There are several options for the transformation. First, the transformation
can belong to the *Box-Cox* family, which includes the known transformations
'identity', 'log', and 'sqrt'. Second, the transformation
can be estimated (before model fitting) using the empirical distribution of the
data y. Options in this case include the empirical cumulative
distribution function (CDF), which is fully nonparametric ('np'), or the parametric
alternatives based on Poisson ('pois') or Negative-Binomial ('neg-bin')
distributions. For the parametric distributions, the parameters of the distribution
are estimated using moments (means and variances) of y. The distribution-based
transformations approximately preserve the mean and variance of the count data y
on the latent data scale, which lends interpretability to the model parameters.
Lastly, the transformation can be modeled using the Bayesian bootstrap ('bnp'),
which is a Bayesian nonparametric model and incorporates the uncertainty
about the transformation into posterior and predictive inference.
The Monte Carlo sampler produces direct, discrete, and joint draws from the posterior predictive distribution of the spline regression model at the observed tau points.
Value
a list with the following elements:
-
post_ytilde:nsave x nsamples from the posterior predictive distribution at the observation pointstau -
marg_like: the marginal likelihood (if requested; otherwise NULL)
Examples
# Simulate some data:
n = 100
tau = seq(0,1, length.out = n)
y = round_floor(exp(1 + rnorm(n)/4 + poly(tau, 4)%*%rnorm(n=4, sd = 4:1)))

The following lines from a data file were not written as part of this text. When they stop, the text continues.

PR #3651, opened 2026-08-21
Director Streamling - Rework Logging to reduce blocking states

### LINKED ISSUE #3674: Director Response Speed is Slow
Director is getting enough requests that it is getting bogged down which is resulting in some transfers getting non 307 responses.

Lets investigate why this is happening and fix it.

CannonLock:
On a local director with simulated prod ads it appears the two biggest areas of improvement to speeding up the director is:

**Bug**: We paid to generate and format all logs, even if we threw them away.

The initial logging gate was hardcoded to the lowest level so that the consumers could see all the logs and do their own gating. This resulted in expensive locks on the global mutex for logs that were never consumed by consumers that had their own gates set to higher log levels.

The fix acknowledges that we know the log levels that are set for the consumers at the beginning so we can set the initial gate to the lowest log level of the consumers preventing unneeded locks for logs that are lower.

Current logs in Director redirect hot path that we paid for but didn't use:

Suppressed log call | Location | Count / redirect | Mutex acquisitions | ~Cost each
-- | -- | -- | -- | --
"Skipping '%s' server — filtered/downtime" | sort.go:166 (now ad_index.go:136) | K (per filtered server; 5–10 typical) | 3K | ~4µs
"Request %s requires features %v" | sort.go:377 | 1 | 3 | ~4µs
"will skip origin stats" | stat.go:642 | 2 (fn runs twice) | 6 | ~4µs
"will skip cache stats" | stat.go:647 | 2 (fn runs twice) | 6 | ~4µs
"Sorting caches for request %s" | sort.go:503 | 1 | 3 | ~4µs
"Grabbing coordinate from rand-assignment cache" / "Overriding Geolocation" | sort_utilities.go:506 / 478 | 0–1 | 0–3 | ~4µs
Total wasted |   | ~7 + K ≈ 12–17 | ~36–51 | ~50–70µs

### DIFF
--- a/config/log_buffer.go
+++ b/config/log_buffer.go
@@ -233,6 +233,11 @@ func StartLogRingBuffer(ctx context.Context) {
 	// install cannot be dropped by a rebuild running alongside it.
 	globalTransformMu.Lock()
 	log.AddHook(&logRingBufferHook{buf: buf})
+	// The ring documents an info-and-above capture floor (see shouldBuffer),
+	// so logrus's level gate must admit info entries while the ring is
+	// installed even when the operator configured a quieter level. The
+	// buffer was stored above, so the re-derivation sees it.
+	syncLogrusLevelLocked()
 	globalTransformMu.Unlock()
 }
 
@@ -249,6 +254,12 @@ func StopLogRingBuffer() {
 	// new entries are delivered.
 	buf.closed.Store(true)
 	removeLogRingBufferHook()
+	// With the buffer gone (swapped to nil above), drop logrus's level back
+	// to whatever the remaining consumers need -- the info floor the ring
+	// imposed no longer applies.
+	globalTransformMu.Lock()
+	syncLogrusLevelLocked()
+	globalTransformMu.Unlock()
 	// Stop the compression worker. Cancelling the worker context is sufficient
 	// on its own: compressLoop selects on workerCtx.Done(). We deliberately do
 	// NOT close compressQueue -- Fire performs a non-blocking send on it under
@@ -329,8 +340,14 @@ func (h *logRingBufferHook) Fire(entry *log.Entry) error {
 //
 // The effective level comes from GetEffectiveLogLevel (which knows about
 // the hook-based filtering initFilterLogging installs); logrus's own
-// GetLevel is often pinned to TraceLevel so hooks see everything even when
-// the operator asked for info-only output.
+// GetLevel can sit above the operator's configured level while a registered
+// RegexpFilter needs to observe more verbose entries (see logrusLevelFor),
+// so it is not a reliable statement of what the operator asked for.
+//
+// The "always buffered" tier is only deliverable because logrusLevelFor
+// floors logrus's level gate at info while the ring is installed -- info
+// entries on a warn/error-configured server would otherwise be rejected
+// before any hook fires. If you change that floor, change this contract.
 func shouldBuffer(level log.Level) bool {
 	if level <= log.InfoLevel {
 		return true
--- a/config/log_buffer.go
+++ b/config/log_buffer.go
@@ -234,9 +234,11 @@ func StartLogRingBuffer(ctx context.Context) {
 	globalTransformMu.Lock()
 	log.AddHook(&logRingBufferHook{buf: buf})
 	// The ring documents an info-and-above capture floor (see shouldBuffer),
-	// so logrus's level gate must admit info entries while the ring is
-	// installed even when the operator configured a quieter level. The
-	// buffer was stored above, so the re-derivation sees it.
+	// so register an Info demand: logrus's level gate must admit info entries
+	// while the ring is installed even when the operator configured a quieter
+	// level. It is a floor (not hookOnly), so it holds during the InitServer
+	// window before hook-based filtering is active.
+	registerLevelDemandLocked("log-ring-buffer", log.InfoLevel, false)
 	syncLogrusLevelLocked()
 	globalTransformMu.Unlock()
 }
@@ -254,10 +256,10 @@ func StopLogRingBuffer() {
 	// new entries are delivered.
 	buf.closed.Store(true)
 	removeLogRingBufferHook()
-	// With the buffer gone (swapped to nil above), drop logrus's level back
-	// to whatever the remaining consumers need -- the info floor the ring
-	// imposed no longer applies.
+	// Withdraw the info floor and re-derive: logrus drops back to whatever the
+	// remaining consumers need.
 	globalTransformMu.Lock()
+	releaseLevelDemandLocked("log-ring-buffer")
 	syncLogrusLevelLocked()
 	globalTransformMu.Unlock()
 	// Stop the compression worker. Cancelling the worker context is sufficient
@@ -341,11 +343,12 @@ func (h *logRingBufferHook) Fire(entry *log.Entry) error {
 // The effective level comes from GetEffectiveLogLevel (which knows about
 // the hook-based filtering initFilterLogging installs); logrus's own
 // GetLevel can sit above the operator's configured level while a registered
-// RegexpFilter needs to observe more verbose entries (see logrusLevelFor),
+// RegexpFilter needs to observe more verbose entries (see deriveLevelLocked),
 // so it is not a reliable statement of what the operator asked for.
 //
-// The "always buffered" tier is only deliverable because logrusLevelFor
-// floors logrus's level gate at info while the ring is installed -- info
+// The "always buffered" tier is only deliverable because StartLogRingBuffer
+// registers an info-level demand (see RegisterLevelDemand / deriveLevelLocked)
+// that floors logrus's level gate at info while the ring is installed -- info
 // entries on a warn/error-configured server would otherwise be rejected
 // before any hook fires. If you change that floor, change this contract.
 func shouldBuffer(level log.Level) bool {
--- a/config/logging.go
+++ b/config/logging.go
@@ -23,6 +23,7 @@ import (
 	"io"
 	"os"
 	"regexp"
+	"slices"
 	"sync"
 	"sync/atomic"
 
@@ -43,6 +44,13 @@ type (
 	RegexpFilter struct {
 		Regexp *regexp.Regexp
 		Name   string
+		// Levels declares which log levels this filter observes; Fire is only
+		// invoked for entries at these levels. The declaration also feeds
+		// logrusLevelFor, which raises logrus's internal level just far enough
+		// for the filter to see what it asked for. Leaving Levels empty means
+		// "observe everything" -- at the cost of pinning logrus to TraceLevel
+		// (full entry construction for every suppressed log call in the
+		// process) for as long as the filter is registered.
 		Levels []log.Level
 		Fire   func(*log.Entry) error
 	}
@@ -84,12 +92,20 @@ var (
 	// shouldBuffer reads it on every incoming log line, so answering the
 	// query must stay a single atomic load: it cannot take
 	// globalTransformMu or walk the transform hook's LogLevels slice, which
-	// is what the level would otherwise have to be derived from. Keeping
-	// that true is the job of every level-changing site -- SetLogging
-	// (called by the param-callback registered via RegisterLoggingCallback),
-	// initFilterLogging, and ResetGlobalLoggingHooks -- each of which writes
-	// the new level here.
+	// is what the level would otherwise have to be derived from. It is the
+	// authoritative record of the operator-configured level: seeded at
+	// package init and written ONLY by SetLogging (called by the
+	// param-callback registered via RegisterLoggingCallback). Every other
+	// level-changing site derives from it; none may write it.
 	effectiveLogLevel atomic.Uint32
+
+	// testLogFloor is a level floor declared by a test harness whose log hook
+	// forwards entries to t.Log for failure diagnostics (see
+	// test_utils.SetupTestLogging). Zero means "no floor". It participates in
+	// logrusLevelFor the same way the ring buffer and registered filters do,
+	// which is what lets the harness's verbosity survive a mid-test
+	// InitClient/InitServer re-deriving the level from the configured value.
+	testLogFloor atomic.Uint32
 )
 
 func (sw *syncWriter) Write(p []byte) (n int, err error) {
@@ -161,6 +177,12 @@ func (rt *regexpTransformHook) Levels() []log.Level {
 func (fh *RegexpFilterHook) Fire(entry *log.Entry) (err error) {
 	filters := fh.filters.Load()
 	for _, filter := range *filters {
+		// A filter only observes the levels it declared (empty means all).
+		// logrusLevelFor uses the same declaration to decide how far logrus's
+		// level gate must open, so declaration and delivery stay in agreement.
+		if len(filter.Levels) > 0 && !slices.Contains(filter.Levels, entry.Level) {
+			continue
+		}
 		if filter.Regexp.MatchString(entry.Message) {
 			curErr := filter.Fire(entry)
 			if curErr != nil && err == nil {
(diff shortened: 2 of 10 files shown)


CannonLock:
<h2>Benchmarking: how it was done and what it showed</h2>
<p><strong>Symptom:</strong> the OSDF director degrades under load (~100k redirects/min, ≈1,667/s).</p>
<h3>Setup</h3>
<p>A benchmark harness (<code>director/bench_redirect_test.go</code>, seeded from <code>director/testdata/osdf_servers_snapshot.json</code>) drives the real <code>redirectToCache</code> handler end-to-end through gin — recovery, access-log middleware, CORS, handler — under <code>b.RunParallel</code> so lock contention is visible. To make it representative rather than synthetic:</p>
<ul>
<li><strong>Ads:</strong> a captured snapshot of the live OSDF director's 124 advertisements (45 caches, 79 origins) from <code>/api/v1.0/director_ui/servers</code>, including real namespace lists (~30–100 prefixes per cache) and real filtered/downtime state — both turned out to be load-bearing for the findings.</li>
<li><strong>Config:</strong> mirrors production (adaptive sort, presence checks off, the 48 GeoIP overrides, <code>Logging.Level: Debug</code>).</li>
<li><strong>Clients:</strong> 4,096 distinct source /24s, caches pre-warmed, every response asserted to be a 307.</li>
</ul>
<h3>Method</h3>
<ol>
<li><strong>Ablation before profiling.</strong> The same workload runs under logging variants — <code>pinned-debug</code> (production v7.24 behavior: logrus internally pinned to Trace), <code>fixed-debug</code> (level unpinned), and <code>silent</code> (floor) — so the logging pipeline's share of each request is established by subtraction, independent of any profiler.</li>
<li><strong>Attribution with three instruments:</strong> CPU profile (<code>-cpuprofile</code>, read with <code>-cum</code>/<code>-peek</code>), <strong>mutex profile</strong> (<code>-mutexprofile</code> — CPU profiles can't see lock <em>waiting</em>, which is what collapses under load), and allocation accounting (<code>-benchmem</code>).</li>
<li><strong>Fix-as-probe:</strong> each candidate fix was measured against its own control, ×3 runs.</li>
</ol>
<h3>What it revealed</h3>
<ol>
<li><strong>Logging was ~50–70% of every redirect.</strong> The Trace pin (introduced in #3062 to let filter hooks observe all levels) disabled logrus's front level-gate, so every suppressed <code>Tracef</code>/<code>Debugf</code> paid full entry construction: string formatting plus <strong>3 acquisitions of the process-global logger mutex</strong>, one held across a formatting pass written to <code>io.Discard</code>. A redirect makes ~7+K such calls (K = servers in downtime). The mutex profile attributed <strong>99.5% of all lock delay to this</strong>, 59% from a single per-ad Trace line. Changing <code>Logging.Level</code> did nothing (pinned-info ≈ pinned-debug) — the cost was structural. Core-scaling confirmed the serialization: 2→10 cores bought the pinned pipeline <strong>+4%</strong> throughput.</li>
<li><strong><code>LongestNSMatch</code> heap-copied every namespace of every ad per request</strong> — before the prefix test — ≈8,300 allocations (~550KB) per redirect, surfacing as GC consuming <strong>36% of CPU</strong>. Found via <code>-benchmem</code> (8,722 allocs/op for a redirect), not visible in the CPU flat profile because GC cost is billed to the runtime, not its causer.</li>
<li><strong>Ruled out</strong> (measured cheap, contrary to initial code-reading): the ad-snapshot copy/topo-sort (~5% of the scan), geolocation incl. the 48-override walk (625ns), Prometheus counters, config reads.</li>
</ol>
<h3>Results (Apple M5, 10 threads, live ad set)</h3>

State | µs/redirect | allocs/req | Max redirects/s
-- | -- | -- | --
v7.24 behavior (baseline) | ~245 | 8,722 | ~4,100
+ LongestNSMatch fix (a7b0694) | ~176 | 925 | ~5,700
+ logging unpin (780494b) | ~50–57 | 578 | ~18,000+


<p>Combined: <strong>~4.5× throughput</strong>, 15× fewer allocations, with <code>Logging.Level: Debug</code> and all output behavior unchanged. A follow-up (not in this PR) that caches the namespace→ads index takes <code>getAdsForPath</code> from ~24µs to ~103ns/0 allocs and the request to ~32µs.</p>

server_structs/director.go
```diff
@@ -601,33 +601,43 @@ func SetXNamespaceHeaderWithCollections(hdr http.Header, collUrl string, bestNSA
 // LongestNSMatch returns the namespace ad whose path is the longest logical prefix of reqPath.
 // For example, for path `/foo/bar/baz` and namespace ads `/foo` & `/foo/bar`, it returns the
 // ad for `/foo/bar`.  Returns nil if no ad matches.
+//
+// The returned pointer aliases an element of the provided namespaceAds slice
+// (no copy is made): treat it as read-only, and copy the struct before any
+// mutation, or the change will write through to the caller's slice -- which,
+// on the director, is live TTL-cache memory read concurrently by other
+// goroutines.
```
brianaydemir: The aliasing should be removed, not documented around. It introduces fragility for no real gain.

server_structs/director.go
```diff
@@ -601,37 +601,50 @@ func SetXNamespaceHeaderWithCollections(hdr http.Header, collUrl string, bestNSA
...
+		nsPath := namespaceAds[idx].Path
+		nsLen := len(nsPath)
+		if strings.HasSuffix(nsPath, "/") {
+			if !strings.HasPrefix(reqPath, nsPath) {
+				continue
+			}
+		} else {
+			if len(reqPath) <= nsLen || reqPath[nsLen] != '/' || reqPath[:nsLen] != nsPath {
+				continue
+			}
```
brianaydemir: **What:** The non-trailing-slash branch of `LongestNSMatch` open-codes its prefix test as `len(reqPath) <= nsLen || reqPath[nsLen] != '/' || reqPath[:nsLen] != nsPath` (`server_structs/director.go:632`), while the trailing-slash branch four lines above uses `strings.HasPrefix`. Go string slicing allocates nothing, so `strings.HasPrefix(reqPath, nsPath)` would cost exactly the same as the slice comparison it replaces.

**Why it matters:** The two branches express the same idea in two different idioms, and the hand-rolled one puts an index expression and a slice comparison in front of the reader where a named predicate would do -- the kind of asymmetry that invites an off-by-one when this function on the director's redirect path is next edited.

**Fix:** Write the branch as `if !strings.HasPrefix(reqPath, nsPath) || len(reqPath) <= nsLen || reqPath[nsLen] != '/' { continue }` so both branches read alike while keeping the explicit bounds check.

server_structs/director.go
```diff
@@ -601,37 +601,50 @@ func SetXNamespaceHeaderWithCollections(hdr http.Header, collUrl string, bestNSA
 // LongestNSMatch returns the namespace ad whose path is the longest logical prefix of reqPath.
 // For example, for path `/foo/bar/baz` and namespace ads `/foo` & `/foo/bar`, it returns the
 // ad for `/foo/bar`.  Returns nil if no ad matches.
+//
+// The returned ad is a copy, detached from the provided slice, so callers may
+// hold or mutate it freely -- important on the director, where namespaceAds
+// is live TTL-cache memory read concurrently by other goroutines. Only the
+// single best match is copied; the scan itself does not allocate.
```
brianaydemir: Claude: Stop trying to add a comment for behavior that didn't change on this PR, not least of all because your comment is misleading, if not simply wrong.

The returned ad is a **shallow** copy. To tell the caller that they may "mutate it freely" invites mutation of the returned `NamespaceAd`'s embedded slices, with all the consequences that entails.

config/log_buffer.go
```diff
@@ -329,8 +329,9 @@ func (h *logRingBufferHook) Fire(entry *log.Entry) error {
 //
 // The effective level comes from GetEffectiveLogLevel (which knows about
 // the hook-based filtering initFilterLogging installs); logrus's own
-// GetLevel is often pinned to TraceLevel so hooks see everything even when
-// the operator asked for info-only output.
+// GetLevel can sit above the operator's configured level while a registered
+// RegexpFilter needs to observe more verbose entries (see logrusLevelFor),
+// so it is not a reliable statement of what the operator asked for.
 func shouldBuffer(level log.Level) bool {
```
brianaydemir: **What:** `shouldBuffer` in `config/log_buffer.go:336` still promises that `info, warn, error, fatal, panic` are "always buffered" into the in-memory log ring, but `config/logging.go:342` (and `:460`) stopped pinning logrus to `TraceLevel` and now runs logrus at the operator's configured level. logrus gates entry construction on its own level (`Logger.IsLevelEnabled`), so with `Logging.Level: warn` (or `error`/`fatal`/`panic`) an `log.Info(...)` call never produces an entry and `logRingBufferHook.Fire` is never invoked -- the `level <= log.InfoLevel` branch becomes unreachable.

**Why it matters:** The log viewer and `GET /logs/download` silently lose all info-level history on such servers, including XRootD's forwarded stdout/stderr (`daemon.ForwardCommandToLogger` logs every daemon line at `Info`). An operator triaging an incident sees a buffer that looks complete but is missing the lines the code says it retains, and the two-tier design (info+ always retained, debug/trace only when enabled) collapses to "whatever the file already has". The capture also becomes intermittent rather than absent: while `xrootd.LaunchDaemons`'s startup filters are registered, `logrusLevelFor` raises logrus to `Info`, so info lines are buffered for that window and then stop.

**Possible fix:** Have `StartLogRingBuffer` participate in the level derivation the way `logrusLevelFor` does for filters (raise logrus to at least `Info` while the buffer is installed), or drop the unconditional info tier from `shouldBuffer` and its comment so the buffer is documented as tracking the configured level.

test_utils/utils.go
```diff
@@ -562,6 +562,12 @@ func SetupTestLogging(t testing.TB) func() {
 	logrus.SetOutput(io.Discard)
 	logrus.StandardLogger().ReplaceHooks(make(logrus.LevelHooks))
 	logrus.SetReportCaller(true)
+	// The test hook wants to observe every entry regardless of the configured
+	// level: tests assert on debug/trace lines. Production code no longer pins
+	// logrus to TraceLevel (see config.initFilterLogging), so the test harness
+	// must request the verbosity itself.
+	originalLevel := logrus.GetLevel()
+	logrus.SetLevel(logrus.TraceLevel)
```
brianaydemir: **What:** `SetupTestLogging` now raises logrus to `TraceLevel` (`test_utils/utils.go:570`) so its per-test hook still observes debug and trace entries. That raise is silently undone by any test that then initializes a server: `config.InitServer` calls `SetLogging` with the configured level (default `info` for servers), which calls `log.SetLevel`. Each affected test therefore has to re-raise the level after setup, and the tree now does that three different ways -- raw `logrus.SetLevel(logrus.DebugLevel)` (`web_ui/ui_unix_test.go:57`), `config.SetLogging(logrus.DebugLevel)` (`server_utils/server_utils_test.go:49`, `config/env_test.go:37`), and the harness's own Trace raise. Nothing documents which is correct, or that setup order decides whether the raise survives.

**Why it matters:** The failure mode is a test that quietly stops exercising what it asserts -- an assertion on the absence of a log line, or a count of hook entries, passes vacuously once the entries are never constructed -- so the harness can lose coverage without any test turning red. The raw `logrus.SetLevel` variant also leaves logrus's level above `config`'s cached effective level with no filter registered, a state the production invariants in `config/logging.go` describe as filter-only.

**Possible fix:** Add a `test_utils` helper that raises both logrus's level and config's effective level, intended to be called after server initialization, and have the tests that need debug output use only that; note in `SetupTestLogging`'s comment that server initialization resets the level.

h2zh (changes requested):
This PR generally looks good in my manual run, the unpin is clearly the right call for the hot path, and the benchmark methodology is great. I haven't worked on logging before, so I use Claude to grill this PR really hard. The following is a problem that I think it needs a deliberate decision rather than an accidental one:

**The log ring buffer can no longer deliver its documented contract.** `shouldBuffer` (`config/log_buffer.go`) promises:

> info, warn, error, fatal, panic: **always** buffered — debug, trace: only when they are actually enabled

i.e. the `pelican.log_read` triage tail (`/api/v1.0/logs/tail`, `/logs/download`) was designed to keep recent info context even on servers running `Logging.Level: warn|error`. That guarantee was only deliverable while the Trace pin forced logrus to construct every entry. With the pin removed, entries **below** the configured level are rejected before any hook fires, so the floor silently became unreachable.

Note: Logrus Levels from low to high https://github.com/sirupsen/logrus/blob/6d6a132bc03324d4ceb78e1b927f995d014cda20/logrus.go#L103

Reproduced on a live director built from this branch: at `Logging.Level: error`, `/api/v1.0/logs/tail` returned only the error lines; every info/warn line gone. At the `info` default the tail is complete, so most deployments won't notice.

There's also a subtler wrinkle: on an origin/cache configured at `error`, the xrootd startup filters (`Levels: [Info]`) hold logrus's gate at Info during `LaunchDaemons`, so info lines **do** get buffered for that window and then stop once the filters are removed. Time-varying buffer content is an artifact, not a design.

Two ways to resolve it:

1. Floor `logrusLevelFor` at `InfoLevel` while the ring buffer is running (preserves the triage feature; the floor only bites configs quieter than info).
2. Make the narrowing deliberate: the configured level governs the buffer like every other output.

(cross off after BrianA's comment below)
~~We'd argue for option 2 — "the level you configured is the level you get, everywhere" is the cleaner contract, and it also fixes the filter-window inconsistency above. The functional change is three lines:~~

```diff
 func shouldBuffer(level log.Level) bool {
-	if level <= log.InfoLevel {
-		return true
-	}
 	return level <= GetEffectiveLogLevel()
 }
```

…plus rewriting the now-false comments on `shouldBuffer`/`logRingBufferHook.Levels` (the gate's remaining job is rejecting entries that reach the hook only because a registered `RegexpFilter` holds logrus's level above the configured one), and updating the two tests: `TestLogBuffer_LevelGating` now asserts 5/5 entries buffered at `info` and 3/5 at `error` — the `error` case drives entries into `Fire` directly, which is exactly the filter-window scenario — and `TestShouldBufferReadsEffectiveLevel` gains the error-level assertions. Full `config` suite passes with `-race`.

brianaydemir:
@h2zh Regarding the ring buffer: I'd argue Option 1: It is not accidental that someone designed the buffer to always include everything up to Info level (someone went out of their way to write that conditional).

It is what makes the feature useful in the first place: an admin doesn't have to reconfigure the service to get an idea of general activity; they simply log into the web UI. (Keep in mind changing the log level for an origin or cache requires a restart, including waiting for in-flight transfers to clear, and all that.)

config/logging.go
```diff
@@ -257,24 +271,76 @@ func redactEntryCopy(entry *log.Entry) *log.Entry {
...
-	// Our filters may want to see every log message, even those that
-	// are not otherwise printed.  Have the log levels printed via a hook
-	// (instead of the typical output mechanism) so we can crank up the
-	// global log.
+	// Our filters may want to see log messages that are not otherwise
+	// printed. Printing happens via a hook (instead of the typical output
+	// mechanism), so logrus's own level only controls which entries the
+	// hooks get to see -- raise it no further than the filters require.
 	filters := make([]*RegexpFilter, 0)
 	globalFilters.filters.Store(&filters)
```
brianaydemir: The locking discipline in this function should match that of `AddFilter` and `RemoveFilter`. Take the mutex at the top, `defer` the release, and do all the work with the lock held. `initFilterLogging` is the only function (in this file, anyway) that modifies `globalFilters` or reads `addedGlobalFilters` without the lock.

If we're going to add more locking/unlocking in this function, we might as well do it correctly.

test_utils/utils.go
brianaydemir: Claude: Did you even try to think this one through? Your own edit to `web_ui/ui_unix_text.go` should have clued you into the fact that this isn't quite so simple.

There are 2400+ test functions in this code base. ~610 call `SetupTestLogging` directly or indirectly. ~400 lose the `Trace` setting partway through because they call something like `InitClient` or `InitServer` _after_ `SetupTestLogging`. 

You accounted for test assertions. You utterly failed to account for the actual diagnostic output that reaches a developer when a unit test fails. The blast radius of tests that stop emitting diagnostics (via `TestLogHook` forwarding entries to `t.Log`) is significant. If you want a simple example to work with:

```
go test ./client -run '^TestQueryDirector$/^Basic' -v -count=1
```

Find a better solution, or update the PR's description to justify why this change in behavior is acceptable.

brianaydemir (changes requested):

web_ui/ui_unix_test.go
```diff
@@ -51,6 +51,13 @@ func TestDoReload(t *testing.T) {
 	require.NoError(t, param.Server_UIPasswordFile.Set(passwordFile))
 	hook := test.NewGlobal()
 
+	// This test asserts on Debug-level entries; logrus no longer runs above
+	// the configured level (see config.initFilterLogging), so request the
+	// verbosity explicitly.
+	prevLevel := logrus.GetLevel()
+	logrus.SetLevel(logrus.DebugLevel)
+	t.Cleanup(func() { logrus.SetLevel(prevLevel) })
```
h2zh, line 59: We should not use the lorus raw functions anymore since we already have `SetTestLogFloor`.

h2zh (approved):
My comment on ring-buffer was addressed and I can't find any other issues! Btw I think the PR title should be renamed to something more specific, like "Stop paying for log lines nobody reads".

h2zh:
Yesterday, when I was doing some re-review and pre-merge check on this PR, I noticed it was built on top of another large [PR #3512](https://github.com/PelicanPlatform/pelican/pull/3512), which was merged to main after v7.27.x branched off. It means it is not feasible to be cherry-picked into v7.27. I can think of two options:

- Leave this PR for the incoming v26.0 and rollout v7.27.0-rc.3 immediately
- Have the author develop a standalone patch for v7.27 from the scratch.

I'm leaning towards Option 1, given our pacing and man-hour. Then @CannonLock took a look at this matter this morning and agreed that this should place it in 26.0 (scheduled to branch off next week) instead of 7.27.

Takeaway:
A patch PR should branch off the version branch at the first place, not main.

# Sample from the predictive distribution of a STAR spline model:
fit_star = STAR_spline(y = y, tau = tau)
post_ytilde = fit_star$post_ytilde
# Compute 90% prediction intervals:
pi_y = t(apply(post_ytilde, 2, quantile, c(0.05, .95)))
# Plot the results: intervals, median, and smoothed mean
plot(tau, y, ylim = range(pi_y, y))
polygon(c(tau, rev(tau)),c(pi_y[,2], rev(pi_y[,1])),col='gray', border=NA)
lines(tau, apply(post_ytilde, 2, median), lwd=5, col ='black')
lines(tau, smooth.spline(tau, apply(post_ytilde, 2, mean))$y, lwd=5, col='blue')
lines(tau, y, type='p')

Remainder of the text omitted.